Gone are the days when the companies shied away from disclosing the real reasons for laying off their staff. Today, they are getting more progressive and are willing to share the number of employees retrenched due to non-performance, shows a survey.

Leading the category is the pharmaceuticals and healthcare sector, according to Mercer’s 2013 Total Remuneration Survey — All Industries. Mercer is a wholly-owned subsidiary of Marsh & McLennan Companies, a global team of professional services companies, offering clients advice and solutions in the areas of risk, strategy and human capital.

For the first half of 2012-13, voluntary turnover was at 10.1 per cent across industries, said Muninder Anand, Director Information Production Solutions, Mercer.

Leading the pack

Though voluntary turnover in auto sector (at 9.3 per cent) was highest across sectors, the staff retrenchment was almost negligible. However, in pharmaceutical and healthcare sector the voluntary turnover was nine per cent during the first half of 2012-13 and almost 4.4 per cent were those who were retrenched by the companies for non-performance.

These are mainly front-line employees, says Anand. Apart from the obvious reasons of pressure on cost, the companies hiring more, the pharmaceutical and healthcare sector has a more human face, says Anand, adding that this makes it all the more important for them to have performers.

For 2011-12, the highest turnover was seen in hi-tech industry followed by the pharmaceuticals and consumer goods industry, while for 2012-13 (first half) the turnover was high across all industries. But, the highest percentage of staff retrenchment in both the years was in pharmaceutical and healthcare sector.

Mercer’s survey was based on responses of 734 organisations across seven industries — pharmaceutical and medical equipment, auto and automobiles, chemical, consumer goods, manufacturing, hi-tech (telecom, IT) and oil and gas.

The Survey involves all career levels, covering all facets of rewards and benefits within an organisation. This survey is conducted twice a year.

According to it, 72 per cent of companies are expecting to increase their headcount and salary by 12 per cent across industries and career levels in 2013-14.

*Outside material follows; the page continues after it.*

PR #1756, opened 2020-08-15
Container Handlers

DumbMachine:
Will allow the users to choose from the following services to act as the backend for the new `database` repository.
- [X] Native `mongo` Database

The salary increase forecast for 2013-14 is the same as actual salary rise of 12 per cent for 2012-13. Among different industries surveyed, the projected salary jump for the pharmaceutical sector is the highest at 12.5 per cent and lowest for the hi-tech sector at 11.5 per cent. The decline in IT sector was mainly because of drop in overall sentiments for the sector, Anand said.

Filling the gap

Actual salary increase across industries and career levels in 2012-13 was at 12 per cent. With intentions to hire in 2013-14, coupled with increased competition for talent, salary increase levels will be similar to 2012 levels, it revealed.

The findings also revealed that 72 per cent of the respondents indicate recruiting for new positions and attrition backfill over the next twelve months, though there is a 12 per cent decline from hiring intentions in 2012-13.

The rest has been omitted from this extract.